営業代行契約では、成果報酬の請求書や経費精算の領収書など、日常的に電子データがやり取りされる。電子帳簿保存法の改正により電子取引データの保存要件が明確化されたことで、営業代行に関わる請求実務にも一定の対応が求められるようになった。

なぜこの論点が重要か

電子帳簿保存法上、メールやシステムを通じて授受した請求書等の電子取引データは、紙に出力するだけでは要件を満たさず、一定の要件を満たした形での電子保存が原則とされる。営業代行会社から電子請求書を受領する発注企業、逆に発行する営業代行会社の双方が対応主体となる点は見落とされやすい。

確認・実施すべき具体的な項目

  • 請求書・領収書のやり取りが電子か紙かを取引ごとに整理する
  • 電子取引データの保存要件(真実性・可視性の確保)を満たす体制を確認する
  • 検索要件を満たすファイル名・保存フォルダのルールを整備する
保存要件概要
真実性の確保タイムスタンプ付与や訂正削除履歴の残るシステム利用等
可視性の確保ディスプレイ・プリンタ等の備え付けと速やかな出力
検索性の確保取引年月日・金額・取引先での検索が可能な状態

ポイント:電子でやり取りした請求書を紙に印刷して保存するだけでは、原則として保存要件を満たさないとされる点に注意したい。

よくある失敗パターン

営業代行会社からPDFで届いた請求書を印刷保存し、電子データ自体を削除してしまう運用が典型例だ。検索要件を満たさないフォルダ管理により、税務調査時に該当データをすぐ提示できないケースも起こり得る。

実務上のコツ

請求書授受のフローを電子取引に一本化し、クラウド会計ソフト等で自動的に検索要件を満たす保存を行う運用が現実的だろう。委託契約書にも請求書の授受方法を明記しておくと運用がぶれにくい。

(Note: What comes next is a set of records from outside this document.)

PR #55, opened 2020-04-02
Couple Architecture Changes

BryanGraeser:
1. Renamed LightInputProcessor to EventInputProcessor to better reflect it's role as the processor for event-based events (primarily mouse-wheel scrolling which changes the player's light radius)

2. Removed a cycle where EnemyModel had to access an enum defined in AIController. Now AIController unidirectionally depends on EnemyModel, not also the other way around.


lsizemore8 (approved):
Looks good.

PR #56, opened 2020-04-02
Abstract Enemies

BryanGraeser:
Abstracted AIController and EnemyModel. Any AI Controller will now extend abstract class AIController (for example: AITypeAController), and any Enemy Model will now extend abstract class EnemyModel (for example: EnemyTypeAModel). This is to allow us to add new enemy types going forward and edit existing enemy types without impacting others.

Further I switched action (currently just movement) representation to control codes from enums to allow movement & other actions (such as shoot) simultaneously later.


BryanGraeser:
While I was waiting I added flare-handling behavior to enemy TypeA, so that is now part of this PR as well.

ronnie-dumesh (approved):
Reviewed and approved

PR #57, opened 2020-04-03
Flare Fix

BryanGraeser:
Fixed flare json issue and also moved a couple of flare fields to global json now that we are holding all parameter data there.


stallop (approved):
All looks good!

本稿は制度の一般的な概要紹介であり、自社の具体的な対応要否は税理士等の専門家に確認することを推奨する。

よくある質問

Q. 紙の請求書を受け取った場合も電子保存が必要ですか A. 紙で受領した場合は従来どおり紙での保存も認められるとされる。

Q. 営業代行会社が発行する請求書はどう扱えばよいですか A. 電子データで発行・授受する場合は電子取引データとして保存要件への対応が必要になるとされる。

Q. 対応しないとどうなりますか A. 青色申告の承認取消しなど不利益を受ける可能性があるとされ、軽視は避けたい。

Q. 中小企業でも対応は必須ですか A. 猶予措置はあるものの、原則としてすべての事業者が対象になるとされる。